# does anyone have a guess if this wall is load bearing or not



## matthew1884 (Jul 24, 2009)

I have a wall I want to put a tank on and am curious what every thinks about this wall is it load bearing or not?










let me know what you think


----------



## matthew1884 (Jul 24, 2009)

it is the wall that the tank is on.


----------



## ridley25 (Jan 5, 2008)

In an apartment building it's unlikely that wall is load-bearing, but that is a total guess.

What size tank are you hoping to put there? It may be a moot point unless it's 5 or 6 feet...

kevin


----------



## roffels (Jul 27, 2010)

a load bearing wall is know as an outside wall so one that on the outside of the house like a living room or bedroom wall ... its called load bearing because it takes all the weight of the roof and walls on it .... but if your apartment has concrete floors (you can tell by jumping or stomping on the floor) then you have no prob because i know someone who had a 160 gallon in her apartment with just concrete floors and it was not on a load bearing wall and it was fine


----------



## kiaratrak (Aug 6, 2010)

I would get someone in to check it if you are worried - internal walls can be load bearing it depends on the construction. I would give it a god tap all over and see if it sounds hollow. But get it checked - you don't want alot of angry neighbours! lol


----------



## fox (Jun 11, 2009)

I agree with the poster above in that internal walls can be load bearing. It would be more obvious knowing what the floor plan was under these rooms when guessing which walls are bearing walls..

I would "guess" that wall is NOT bearing but it very well COULD be.
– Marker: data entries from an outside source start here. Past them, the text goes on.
PR #1089, opened 2024-03-14
Fix mfem failing to include link location for mpi_mpifh

btalamini:
~~Temporary fix.~~ Seems that under some situations, mfem does not properly include the location of all libraries it is linking against. We're not sure exactly what causes this, but Chris has an inkling that it may be when mfem is built with strumpack.

Worked with Chris White.

Note from @white238 : I built this on TOSS4 and verified the very first thing on the link line is the directory I added and the one that is found by Spack is still there. It is correct on mine due to the lack of the subdirectory that @btalamini was running into but I am pretty sure this fixes the issue.


btalamini:
This compiles on my system, but some CI platforms are failing to build due to (more) MPI linking problems. Chris, I'l need more help to get this resolved.

white238 (approved):

cmake/thirdparty/SetupSeracThirdParty.cmake
```diff
@@ -580,4 +580,24 @@ if (NOT SERAC_THIRD_PARTY_LIBRARIES_FOUND)
...
         endif()
     endforeach()
+
+    # When both MFEM and Strumpack are on, MFEM adds the Fortran
+    # MPI library/directory but in some cases Spack cannot determine
+    # the correct MPI lib directory. This guards against that.
+    # https://github.com/spack/spack/issues/24685
+    if(STRUMPACK_DIR)
+        list(GET MPI_C_LIBRARIES 0 _first_mpi_lib)
+        get_filename_component(_mpi_lib_dir ${_first_mpi_lib} DIRECTORY)
```
jamiebramwell, line 590: This is gross. Thank you for figuring it out!

jamiebramwell (approved):

btalamini:
We eventually got Serac to build without any changes to the Serac repo (other than pointing to a newer spack commit, though we don't know if this was neccesary). I allowed spack to build openMPI v4.1.6. Is the purpose of this PR to allow one to use an existing mpi installation? (I'm sorry, we tried several things, and I forget where this change fit in).

white238:
> We eventually got Serac to build without any changes to the Serac repo (other than pointing to a newer spack commit, though we don't know if this was neccesary). I allowed spack to build openMPI v4.1.6. Is the purpose of this PR to allow one to use an existing mpi installation? (I'm sorry, we tried several things, and I forget where this change fit in).

This will guard against the MPI fortran library not having the correct MPI lib library. It also removes the defaulting to the wrong spack.yaml.

PR #1091, opened 2024-03-21
Move to `tee` for build scripts

white238:
The current way was to run all the commands piped to a file, then read the file to the screen. This will allow more both to be written at the same time, helping with hangs.


chapman39 (approved):

jamiebramwell (approved):
This will be very helpful!

johnbowen42 (approved):
LGTM

PR #1093, opened 2024-03-25
allowing Functional QoI without trial spaces

kswartz92:
This small change allows creating a functional without trial spaces. I was trying to calculate the volume of a mesh and the surface area of a particular boundary attribute and was getting compilation errors when I tried to construct a functional object without a trial space. @samuelpmish suggested this fix.


jamiebramwell (approved):
I would add a comment explaining the `+0` as it's a bit non-intuitive. Otherwise, looks good!

samuelpmishLLNL (approved):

More than likely that center wall is the "bearing" wall supporting the floor joist's/ ceiling above.


----------



## pistolpete (Dec 28, 2009)

I have framed several similar buildings, and typically the exterior walls and the partition walls between units are load bearing, not walls within a unit. What size tank are you putting in?


----------



## matthew1884 (Jul 24, 2009)

125 6ft tank

*roffels* how do I tell if it is a cement floor?

I am pretty sure that the floor above me and the one below are the same floor plan.


----------



## roffels (Jul 27, 2010)

well my sister lives in an apartment that has the concrete floors and when you jump or stomp hard you can tell if it is because it usually hurts your foot and is extremely solid and doesn't really make a boom sound when you hit it


----------



## matthew1884 (Jul 24, 2009)

I think mine is cement but a very thin layer.
I am not worried about the floor I was just curious if the wall was load bearing or not.
I believe that it will hold it with zero problems.


----------



## ridley25 (Jan 5, 2008)

So close to the exterior wall you're probably in good shape.
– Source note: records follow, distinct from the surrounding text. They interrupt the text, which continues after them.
PR #1331, opened 2023-11-23
deterministic order for documents

### LINKED ISSUE #1328: Failing backend test
[This build action failed](https://github.com/UUDigitalHumanitieslab/I-analyzer/actions/runs/6932088339), [and so did this one](https://github.com/UUDigitalHumanitieslab/I-analyzer/actions/runs/6943242575/job/18887878064).

One of the unit tests for the peace portal corpora fails. Note that these are checks for feature branches, but ones that only make changes to the frontend.

@BeritJanssen , can you help out with this?

lukavdplas:
close #1328 

My educated guess guess is that the errors from peace portal tests are caused by `os.walk` being non-deterministic on some operating systems. This fixes that.

### DIFF
--- a/backend/corpora/peaceportal/tests/test_peace.py
+++ b/backend/corpora/peaceportal/tests/test_peace.py
@@ -252,8 +252,10 @@ def test_imports(peace_test_settings, corpus_object):
     resulted_fields = set()
 
     docs = get_documents(corpus, start, end)
+    sorted_docs = (doc for doc in sorted(docs, key=lambda doc: doc['id']))
+
     for target in corpus_object.get('docs'):
-        doc = next(docs)
+        doc = next(sorted_docs)
         for key in target:
             tested_fields.add(key)
             assert key in doc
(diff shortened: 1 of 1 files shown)


JeltevanBoheemen (approved):

BeritJanssen:
Since the problem persists, I may instead go into the corpus definitions and see if I can use `glob` over `os.walk`. I also assume it has something to do with non-deterministic behaviour of `os.walk`. `glob` seems to be more stable overall.

lukavdplas:
I know the behaviour of `os.walk` is indeed not deterministic on all operating systems. The [documentation of glob](https://docs.python.org/3/library/glob.html) doesn't make any mention of this, other than saying the order is arbitrary.

JeltevanBoheemen:
I may have missed a part of this discussion, but shouldn't sorting the documents resolve this regardless of (non-)deterministic behaviour of walk or glob?
In other words, is there another cause for the failure?

lukavdplas:
Possibly. I had initially assumed this was the problem, but perhaps something else is going on.

BeritJanssen:
The code in the Peaceportal base class does a depth-first search for xml documents, yielding them at the leaves. Sorting the leaves then doesn't have an effect. In fact, the sorting was already in place, but it should be directory names that should be sorted for this to work.
```
for directory, _, filenames in os.walk(self.data_directory):
            for filename in sorted(filenames):
```
`glob` returns all paths (not just filenames) that conform to the pattern into a flat list, which will have a predictable order after sorting.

But it may not hurt to check your apartment's policy on large tanks - many have rules about them. It's a tricky situation because if the answer is "no big tanks" then you've blown your cover.
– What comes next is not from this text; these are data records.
Issue #1324, opened 2023-11-16
State reset for document tagging controls


lukavdplas:
### What went wrong?

The state of the document tagging controls does not get reset when closing a document and moving to another. For instance, if you were in the middle of typing a new tag, it will open with the text input.

### What did you expect to happen?

When switching documents, the state of the control should be completely reset.

### Where did you find the bug?

- a local server

### Version

develop

### Steps to reproduce

- Open a document modal from the search results
- Select a tag from the dropdown, or start typing in a new tag
- Close the document and open another

Issue #1321, opened 2023-11-16
Overflow of long tags


lukavdplas:
### What went wrong?

Very long tags are displayed in an impractical manner: they can grow out of their container and overlap with the text of the document.

### What did you expect to happen?

Tags could be truncated or have text wrapping.

### Screenshot

![screenshot showing a long tag obscuring the text of the document](https://github.com/UUDigitalHumanitieslab/I-analyzer/assets/43678097/7569466f-0d6b-4db2-bd8b-889ed7d378b8)

### Where did you find the bug?

- a local server

### Version

develop

### Steps to reproduce

- Create a long tag for a document.
- Look at the document view (in the popup or its own page).

PR #1332, opened 2023-11-23
Bugfix/reset tagging controls

lukavdplas:
Resolves two bugs for the tagging controls, #1321  and #1324


JeltevanBoheemen (approved):
Good finds.

Issue #976, opened 2022-11-25
Add option to delete personal data


lukavdplas:
Users should have an option to have their personal data purged from the database.

Concretely, this means:
- deleting your search history
- deleting your downloads
- deleting your account (including search history and downloads)

JeltevanBoheemen:
- [ ] search history
- [ ] downloads
- [ ] account

lukavdplas:
Re. downloads, I remember why said this may not be necessary.

In https://github.com/UUDigitalHumanitieslab/I-analyzer/issues/947, I suggest that downloads should have an "expiration date". It makes sense to me that we just delete downloads after, say, 90 days. You could still add an option to delete all your saved downloads right now, but it's less necessary in that case.

lukavdplas:
We recently added deleting accounts to lettercraft: https://github.com/CentreForDigitalHumanities/lettercraft/pull/157

Since lettercraft's user system is based on I-analyzer, it should be easy enough to take this PR and adapt it back to I-analyzer.

PR #1336, opened 2023-11-28
Feature/delete downloads

JeltevanBoheemen:
This partially implements #976, only the download part. Even with an expiration period, it's nice to offer a direct way. Creating a PR now because deleting accounts is slightly more involved, and may take some time to get around to for me.

Tried really hard to fit the `delete all` button underneath the `Delete` header, but couldn't get PrimeNG to comply.


frontend/src/app/history/download-history/download-history.component.html
```diff
@@ -7,6 +7,12 @@ <h1 class="title">Downloads</h1>
                 Downloads
             </div>
         </ng-template>
+        <ng-template *ngIf="downloads.length" pTemplate="summary">
+            <button class="button is-primary" type="reset" (click)="deleteAllDownloads()">
+                <span class="icon"><fa-icon [icon]="faTrash"></fa-icon></span>
+                <span>Delete all downloads</span>
+            </button>
+        </ng-template>
```
lukavdplas, line 15: I agree this is a good place for a delete button, but it's inconsistent that downloads are deleted here, while queries are deleted from the settings menu. The pages are almost identical, so they should handle this the same way. Perhaps you could move the "delete search history" button?

frontend/src/app/history/download-history/download-history.component.html
```diff
@@ -48,6 +55,16 @@ <h1 class="title">Downloads</h1>
...
+                <td>
+                    <a *ngIf="download.status === 'done' || download.status ==='error'" role="button" tabindex="0"
+                        (click)="deleteDownload(download)"
+                        (keydown.enter)="deleteDownload(download)">
+                        <span class="icon">
+                            <fa-icon [icon]="faTrash"></fa-icon>
+                        </span>
+                        <span>delete download</span>
+                    </a>
+                </td>
```
lukavdplas, line 67: Nice.

Addition my earlier comment: if you choose to make the search history menu more like this page, don't bother adding this action. The search history includes a unique filter, which means deleting one query would usually cause another identical one to appear. A decent delete button per query would take more time.

lukavdplas (changes requested):
Nice, very neat! :)

I have one comment re. the interface in the downloads and search history page.

JeltevanBoheemen:
Looking at this later!

PR #1338, opened 2023-11-29
bugfix/search history template

### LINKED ISSUE #1337: Search history broken
### What went wrong?

The search history page did not load. Error message in console:

```
Uncaught (in promise): TypeError: right-hand side of 'in' should be an object, got undefined
```

The page should have loaded.

### Screenshot

screenshot showing empty page

- https://ianalyzer.hum.uu.nl
- https://peopleandparliament.hum.uu.nl

### Version

5.2.0

### Steps to reproduce

After logging in, go to `/search-history`

I've seen this on multiple servers, but I couldn't reproduce it locally, even when switching to the 5.2.0 version. Not sure what causes the difference.

lukavdplas:
this seems to resolve #1337 on the test server 😅

### DIFF
--- a/frontend/src/app/history/search-history/query-filters.component.ts
+++ b/frontend/src/app/history/search-history/query-filters.component.ts
@@ -16,7 +16,7 @@ export class QueryFiltersComponent implements OnInit {
     constructor() { }
 
     ngOnInit() {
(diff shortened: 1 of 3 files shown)


BeritJanssen (approved):
Wonderful!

Even if you don't check with your building, it's worth a call to your insurance company to see if you can buy some flood coverage.

kevin


----------



## matthew1884 (Jul 24, 2009)

I have insurance already and the wall is about 7ft long and 5ft of it is actually an exterior wall. 
mi picture is not a very good one but the wall the tank is on most of it is exterior and then my bedroom is puched back from it.


----------



## AC (Jul 26, 2010)

You are looking at about 1500 lbs filled with water and rock.

I wouldn't trust it.


----------



## matthew1884 (Jul 24, 2009)

*AC*
so does everyone that has a tank over 75 gal have to put in the basement or ground level?

Im also not to worried because it is on an outer wall and my bathtub is and over sized one and it sits where there is no load bearing wall.

I just wanted peoples input on if they believe it is a load wall or not because I do not know to much about architecture.

thanks you everyone for your input I got the tank and am building the stand right now and will be starting a post about the entire process.


----------



## AC (Jul 26, 2010)

Ya know...

I am thinking I may have mistunderstood what you meant by 'a wall you want to put it on' in that I belived you wanted to actually set it on top of a divider wall.

Now I am starting to think you meant that you were just going to set it in front of that wall.

It really depends on what kind of a floor you have in that case and not so much if the wall is load bearing.

If you have carpeting, go to one corner and pull the carpeting back just enough so that you can see if the flooring is concrete or wooden.

Then take a smaller hammer and tap the carpeting back down onto the tacking strips after you have determined what is underneath it.

If the building has a restriction on waterbeds, you may have a structural issue.

A water bed would actually have less weight per square foot than the aquarium...

It could just be a 'safety restriction' to ward off potential problems too.

I know a lot of property management companies don't want exesive internal water problems.


----------



## matthew1884 (Jul 24, 2009)

thanks, it will sit in front of it, a little miss communication. I will have to pull the carpet back and see.
I will have to ask about waterbeds just to see and I do know that is is less psi for a waterbed because a bed has a larger footprint.

another question is, is there anyway to tell what way the floor joists run?


----------



## AC (Jul 26, 2010)

The only way you can be 100% sure is to examine them.

Or detailed blue prints....


----------